Instructions for the task | Among these records, which lines include "blob"? Copy them out.

Source data |
Issue #2190, opened 2024-02-12
Consolidate ENABLE_TESTS and BUILD_TESTS


veprbl:
Neither `ENABLE_TESTS` nor `BUILD_TESTS` seems to be self sufficient. Would it be possible to have just one? Preferably named `BUILD_TESTING` instead, because that's the canonical cmake name for this.

amadio:
I am working towards this. Indeed, my plan is to use the option `BUILD_TESTING` provided by `include(CTest)`, but I need to wait for a feature release (i.e. 5.7, which is likely going to be the next release) to be able to change these things so users are not surprised by scripts which stop working. I will also need to adjust the CI for it as well.

PR #2191, opened 2024-02-12
[Tests] Use `find_package(GTest REQUIRED)`

veprbl:
This enables building against non-cmake gtest

### DIFF
--- a/tests/CMakeLists.txt
+++ b/tests/CMakeLists.txt
@@ -1,4 +1,5 @@
-include(GoogleTest)
+find_package(GTest REQUIRED)
+
 add_subdirectory( XrdCl )
 add_subdirectory(XrdHttpTests)
 


amadio:
The calls to `find_package(GTest)` are here:

https://github.com/xrootd/xrootd/blob/5b5a1f6957def2816b77ec773c7e1bfb3f1cfc5b/cmake/XRootDFindLibs.cmake#L73-L86

What you likely want is just `-DFORCE_ENABLED=1` when configuring. I am already working towards what is described in #2190, so please wait until next release and everything will be there. I will close this one as it's not really necessary, but please see my latest pull request at #2189 where part of this work is being done. When 5.7 is released, everything will be there. Thanks!

veprbl:
Thanks for the pointers. Glad to hear you are already on it. Unfortunately, `-DFORCE_ENABLED=TRUE` is not usable, as it requires "macaroons" (I assume that's not relevant for the tests). Probably, one could have `-DCMAKE_REQUIRE_FIND_PACKAGE_CppUnit=TRUE` and `-DCMAKE_REQUIRE_FIND_PACKAGE_GTest=TRUE` to at least fail early when tests won't be built.

amadio:
`FORCE_ENABLED` enforces that enabled options get built, otherwise they are disabled if dependencies are not found. If you want, you can disable macaroons and other options that get enabled by default when using `FORCE_ENABLED`. Tr to configure without options first, then use `ccmake` to change the configuration and reconfigure. The available options are here:

https://github.com/xrootd/xrootd/blob/5b5a1f6957def2816b77ec773c7e1bfb3f1cfc5b/cmake/XRootDDefaults.cmake#L15-L32

To disable macaroons, use `-DENABLE_MACAROONS=OFF`.

veprbl:
That works!

PR #2193, opened 2024-02-15
Fix BASE_REF/HEAD_REF for pull requests when publishing on CDash

amadio:
This pull request is for testing this functionality.


abh3 (approved):
I tried the test on snprintf() so I am surprised this fix works but maybe I was using an older compiler. Otherwise, OK.

PR #2194, opened 2024-02-15
[XrdTpcTPC] Packet marking - avoid infinite loop in the case the first packet marking handle created got removed after the corresponding socket got closed

### LINKED ISSUE #2192: [XrdHttpTPC] Packet marking beginPmarks infinite loop
It looks like curl does not guarantee that the sockets will be closed in the reverse order that they are opened.

Therefore, the following code can go in an infinite loop in the case the Packet marker handle initialized with the first connected socket is closed before the other sockets.

```cpp
// The first pmark handle was created, or not. Create the other pmark handles from the other connected sockets
    while(!mSocketInfos.empty()) {
      SocketInfo & sockInfo = mSocketInfos.front();
      if(mPmarkHandles[mInitialFD]){
        std::unique_ptr<XrdNetPMark::Handle> pmark(mPmark->Begin(*sockInfo.client.addrInfo, *mPmarkHandles[mInitialFD], nullptr));
        if(pmark) {
          mPmarkHandles.emplace(sockInfo.client.addrInfo->SockFD(),std::move(pmark));
          mSocketInfos.pop();
        } else {
          // We could not create the pmark handle from the socket, we break the loop, we will retry later on when
          // this function will be called again.
          break;
        }
      }
    }
```

I need to change the ` if(mPmarkHandles[mInitialFD]){` with a `map.find(...)`...

ccaffy:
Fixes #2192

### DIFF
--- a/src/XrdTpc/XrdTpcPMarkManager.cc
+++ b/src/XrdTpc/XrdTpcPMarkManager.cc
@@ -45,37 +45,35 @@ void PMarkManager::startTransfer(XrdHttpExtReq * req) {
 }
 
 void PMarkManager::beginPMarks() {
-  if(!mSocketInfos.empty() && mPmarkHandles.empty()) {
-    // Create the first pmark handle that will be used as a basis for the other handles
-    // if that handle cannot be created (mPmark->Begin() would return nullptr), then the packet marking will not work
-    // This base pmark handle will be placed at the beginning of the vector of pmark handles
+  if(mSocketInfos.empty()) {
+    return;
+  }
+
+  if(mPmarkHandles.empty()) {
+    // Create the first pmark handle
     std::stringstream ss;
     ss << "scitag.flow=" << mReq->mSciTag;
     SocketInfo & sockInfo = mSocketInfos.front();
-    mInitialFD = sockInfo.client.addrInfo->SockFD();
-    std::unique_ptr<XrdNetPMark::Handle> initialPmark(mPmark->Begin(sockInfo.client, mReq->resource.c_str(), ss.str().c_str(), "http-tpc"));
-    if(initialPmark) {
-      // It may happen that the socket attached to the file descriptor is not connected yet. If this is the case the initial
-      // Pmark will be nullptr...
-      mPmarkHandles.emplace(mInitialFD,std::move(initialPmark));
-      mSocketInfos.pop();
+    auto pmark = mPmark->Begin(sockInfo.client, mReq->resource.c_str(), ss.str().c_str(), "http-tpc");
+    if(!pmark) {
+      return;
     }
-  } else {
-    // The first pmark handle was created, or not. Create the other pmark handles from the other connected sockets
-    while(!mSocketInfos.empty()) {
-      SocketInfo & sockInfo = mSocketInfos.front();
-      if(mPmarkHandles[mInitialFD]){
-        std::unique_ptr<XrdNetPMark::Handle> pmark(mPmark->Begin(*sockInfo.client.addrInfo, *mPmarkHandles[mInitialFD], nullptr));
-        if(pmark) {
-          mPmarkHandles.emplace(sockInfo.client.addrInfo->SockFD(),std::move(pmark));
-          mSocketInfos.pop();
-        } else {
-          // We could not create the pmark handle from the socket, we break the loop, we will retry later on when
-          // this function will be called again.
-          break;
-        }
-      }
+    mPmarkHandles.emplace(sockInfo.client.addrInfo->SockFD(),std::unique_ptr<XrdNetPMark::Handle>(pmark));
+    mSocketInfos.pop();
+  }
+
+  auto pmarkHandleItor = mPmarkHandles.begin();
+  while(!mSocketInfos.empty()) {
+    SocketInfo & sockInfo = mSocketInfos.front();
+    auto pmark = mPmark->Begin(*sockInfo.client.addrInfo, *(pmarkHandleItor->second), nullptr);
+    if (!pmark) {
+      // The packet marking handle could not be created from the first handle, let's retry next time
+      break;
     }
+
+    int fd = sockInfo.client.addrInfo->SockFD();
+    mPmarkHandles.emplace(fd, std::move(std::unique_ptr<XrdNetPMark::Handle>(pmark)));
+    mSocketInfos.pop();
   }
 }
 
--- a/src/XrdTpc/XrdTpcPMarkManager.hh
+++ b/src/XrdTpc/XrdTpcPMarkManager.hh
@@ -107,8 +107,6 @@ private:
   bool mTransferWillStart;
   // The XrdHttpTPC request information
   XrdHttpExtReq * mReq;
-  // The file descriptor used to create the first packet marking handle
-  int mInitialFD = -1;
 };
 } // namespace XrdTpc
 


src/XrdTpc/XrdTpcPMarkManager.cc
```diff
@@ -46,34 +46,38 @@ void PMarkManager::startTransfer(XrdHttpExtReq * req) {
...
           mPmarkHandles.emplace(sockInfo.client.addrInfo->SockFD(),std::move(pmark));
           mSocketInfos.pop();
         } else {
-          // We could not create the pmark handle from the socket, we break the loop, we will retry later on when
+          // We could not create the pmark handle from the socket because it probably did not connect yet. We break the loop, we will retry later on when
           // this function will be called again.
           break;
         }
+      } else {
+        // There is currently no packet marking on which we can rely on to create the another one. Break this loop. We will try to create a new first packet marking handle
```
amadio, line 78: `s/the another/the other/`, otherwise, looks ok.

ccaffy: correct, will force-push

abh3 (commented):
I'm OK with this though there one may be able to simplify this by simply doing a manual connect in the CURL callback. That avoid encountering unconnected sockets.

ccaffy:
All good, please note that the connect function needs to take the `aInfo->addrlen` parameter instead of `sizeof(aInfo->addr)`. That explains the errno 22 I got previously...
```
 // Connect the socket and register it to the packet marking manager
    if(connect(fd, (struct sockaddr*)&(aInfo->addr), aInfo->addrlen) ==
       -1) {
      return CURL_SOCKET_BAD;
    }
```

src/XrdTpc/XrdTpcTPC.cc
```diff
@@ -95,16 +95,20 @@ void CurlDeleter::operator()(CURL *curl)
...
+    /*int oldFlags = fcntl(curlfd,F_GETFD,0);
     if(oldFlags < 0) {
         return CURL_SOCKOPT_ERROR;
     }
     oldFlags |= FD_CLOEXEC;
     if(!fcntl(curlfd,F_SETFD,oldFlags)) {
         return CURL_SOCKOPT_OK;
     }
-    return CURL_SOCKOPT_ERROR;
+    return CURL_SOCKOPT_ERROR;*/
```
amadio, line 111: Why leave commented out code in? I think it's ok to remove and refer to the git log if necessary.

src/XrdTpc/XrdTpcTPC.cc
```diff
@@ -132,7 +136,11 @@ int TPCHandler::opensocket_callback(void *clientp,
   {XrdNetAddr thePeer(&(aInfo->addr));
     rec->isIPv6 =  (thePeer.isIPType(XrdNetAddrInfo::IPv6)
                     && !thePeer.isMapped());
-    // Register the socket to the packet marking manager
+    // Connect the socket and register it to the packet marking manager
+    if(connect(fd, (struct sockaddr*)&(aInfo->addr), aInfo->addrlen) ==
+       -1) {
```
amadio, line 141: The `-1) {` could go on the same line above, not worth breaking up the line for this, but this is fairly minor, I'm fine if it stays like this.

src/XrdTpc/XrdTpcTPC.cc
abh3: I would say please remove it, it's confusing the way it is.

src/XrdTpc/XrdTpcPMarkManager.cc
```diff
@@ -46,34 +46,38 @@ void PMarkManager::startTransfer(XrdHttpExtReq * req) {
...
-    // if that handle cannot be created (mPmark->Begin() would return nullptr), then the packet marking will not work
-    // This base pmark handle will be placed at the beginning of the vector of pmark handles
+    // Create the first pmark handle
     std::stringstream ss;
     ss << "scitag.flow=" << mReq->mSciTag;
     SocketInfo & sockInfo = mSocketInfos.front();
-    mInitialFD = sockInfo.client.addrInfo->SockFD();
     std::unique_ptr<XrdNetPMark::Handle> initialPmark(mPmark->Begin(sockInfo.client, mReq->resource.c_str(), ss.str().c_str(), "http-tpc"));
     if(initialPmark) {
       // It may happen that the socket attached to the file descriptor is not connected yet. If this is the case the initial
```
abh3, line 55: I don't see how this could happen as the socket is either connected in the call back or it's flagged as dead. When flagged as dead this code path shouldn't be activated should it? If it is, then the socket will never be connected and I suppose you can just simply ignore packet marking for it. In other words, this code seems superfluous with the change to connect the socket.

src/XrdTpc/XrdTpcTPC.cc
```diff
@@ -95,16 +95,20 @@ void CurlDeleter::operator()(CURL *curl)
  *       was needed for monitoring to report what IP protocol was being used.
  *       It has been kept in case we will need this callback in the future.
  */
-int TPCHandler::sockopt_setcloexec_callback(void *clientp, curl_socket_t curlfd, curlsocktype purpose) {
-    int oldFlags = fcntl(curlfd,F_GETFD,0);
+int TPCHandler::sockopt_callback(void *clientp, curl_socket_t curlfd, curlsocktype purpose) {
```
abh3, line 98: It would seem t me that the safest route here is that the original purpose of the code (i.e. to flag the socket with CLO_EXEC) should be maintained  and done whether or not the socket is connected. The addition of the forced connect and subsequent registration should only occur if packet marking if enabled.

abh3 (changes requested):

src/XrdTpc/XrdTpcPMarkManager.cc
```diff
@@ -46,34 +46,38 @@ void PMarkManager::startTransfer(XrdHttpExtReq * req) {
...
           // this function will be called again.
           break;
         }
+      } else {
+        // There is currently no packet marking on which we can rely on to create the other one. Break this loop. We will try to create a new first packet marking handle
+        // from an available fd in the next round when this function will be called again.
+        break;
       }
     }
   }
```
amadio, line 83: My suggestion for this function is something like this:
```cpp
void PMarkManager::beginPMarks() {
  if (mSocketInfos.empty())
    return;

  if (mPmarkHandles.empty()) {
    std::stringstream ss;
    ss << "scitag.flow=" << mReq->mSciTag;
    SocketInfo & sockInfo = mSocketInfos.front();
    auto pmark = mPmark->Begin(sockInfo.client, mReq->resource.c_str(), ss.str().c_str(), "http-tpc");

    if (!pmark)
      return; /* could not create initial pmark handle */

    int fd = sockInfo.client.addrInfo->SockFD();
    mPmarkHandles.emplace(fd, std::move(std::make_unique<XrdNetPMark::Handle>(pmark)));
    mSocketInfos.pop();
  } 

  while (!mSocketInfos.empty()) {
      SocketInfo & sockInfo = mSocketInfos.front();
      auto pmark = mPmark->Begin(*sockInfo.client.addrInfo, *(pmarkHandleItor->second), nullptr);

      if (!pmark)
        break;

      int fd = sockInfo.client.addrInfo->SockFD();
      mPmarkHandles.emplace(fd, std::move(std::make_unique<XrdNetPMark::Handle>(pmark)));
      mSocketInfos.pop();
    } 
  } 
}
```
What do you think?

src/XrdTpc/XrdTpcTPC.cc
bbockelm: Note this turns the callback from non-blocking to blocking without a timeout.

Blocking behavior is probably not so bad -- a separate event loop is run for each transfer so it's only blocking itself -- but the lack of timeout is problematic.

My $0.02: instead of making this work completely non-blocking (I've done this before in a different project: you basically have to fail the operation, create the connection in the event loop outside curl, then retry and pull from the curl cache.  It's ugly for a use case where not needed), simply add a timeout to the connection here.

src/XrdTpc/XrdTpcTPC.cc
ccaffy: The CLO_EXEC flag is set properly in the `opensocket_callback()` when one calls:
```cpp
//Return a socket file descriptor (note the clo_exec flag will be set).
  int fd = XrdSysFD_Socket(aInfo->family, aInfo->socktype, aInfo->protocol);
```

This sockopt_callback just need to tell curl that the socket got already connected.

src/XrdTpc/XrdTpcPMarkManager.cc
```diff
@@ -45,37 +45,34 @@ void PMarkManager::startTransfer(XrdHttpExtReq * req) {
...
-    std::unique_ptr<XrdNetPMark::Handle> initialPmark(mPmark->Begin(sockInfo.client, mReq->resource.c_str(), ss.str().c_str(), "http-tpc"));
-    if(initialPmark) {
-      // It may happen that the socket attached to the file descriptor is not connected yet. If this is the case the initial
-      // Pmark will be nullptr...
-      mPmarkHandles.emplace(mInitialFD,std::move(initialPmark));
+    auto pmark = mPmark->Begin(sockInfo.client, mReq->resource.c_str(), ss.str().c_str(), "http-tpc");
+    if(pmark) {
+      mPmarkHandles.emplace(sockInfo.client.addrInfo->SockFD(),std::unique_ptr<XrdNetPMark::Handle>(pmark));
       mSocketInfos.pop();
     }
```
amadio, line 61: You are missing a `return` here in case `pmark` creation fails for whatever reason, no?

Exercise solution |
https://github.com/xrootd/xrootd/blob/5b5a1f6957def2816b77ec773c7e1bfb3f1cfc5b/cmake/XRootDFindLibs.cmake#L73-L86
https://github.com/xrootd/xrootd/blob/5b5a1f6957def2816b77ec773c7e1bfb3f1cfc5b/cmake/XRootDDefaults.cmake#L15-L32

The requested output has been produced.